Que si, posiblemente, nuestra sangre no era compatible. Que si,
posiblemente, las hormonas. Y mientras, pruebas, y más pruebas, y
que, bla bla, bla bla bla, bla bla bla, bla bla bla, me cago yo en
Satanás. Y cada uno, era un mazazo en el alma y en el estómago. Que
a veces están en el mismo sitio. Y pueden llegar a doler no igual,
sino el doble. Los tres primeros llegaron a tener nombre y latido.

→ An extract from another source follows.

PR #1238, opened 2026-07-07
Fix recall computation for beta-filtered search in benchmark

magdalendobson:
It turns out that when we implemented the fix to recall computation for filtered search in #1069, the fix did not propagate to beta search. This happened because beta search used the same runner as regular knn search in `search/knn.rs`, so the wrong `GroundTruthMode` was passed in. This PR fixes that problem by including `GroundTruthMode` in `SearchSteps` so it can be passed in earlier in the stack.


hildebrandmw (approved):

Les imaginábamos el color de ojos: al primero verdes como los míos;
al segundo achinados como los de Sara. A los tres la piel de su
madre, los rizos de su abuela, la risa contagiosa de su tía
Enriqueta; los pies fríos, y, a todos, los destinos cargados de
sueños. Los dos últimos nos hacían tantísimo daño, que como si
lo pudieran intuir, se fueron sin apenas hacer ruido... (En este
momento, se apaga la luz del foco que ha estado iluminado a Alberto,
el micro parece carraspear, hay una calma sepulcral entre el público,
se vuelve a escuchar únicamente su voz entrecortada )... se fueron,
y solo nos dejaron silencio.Hasta aquí. Mi lamentable vida, reducida
a recuerdos.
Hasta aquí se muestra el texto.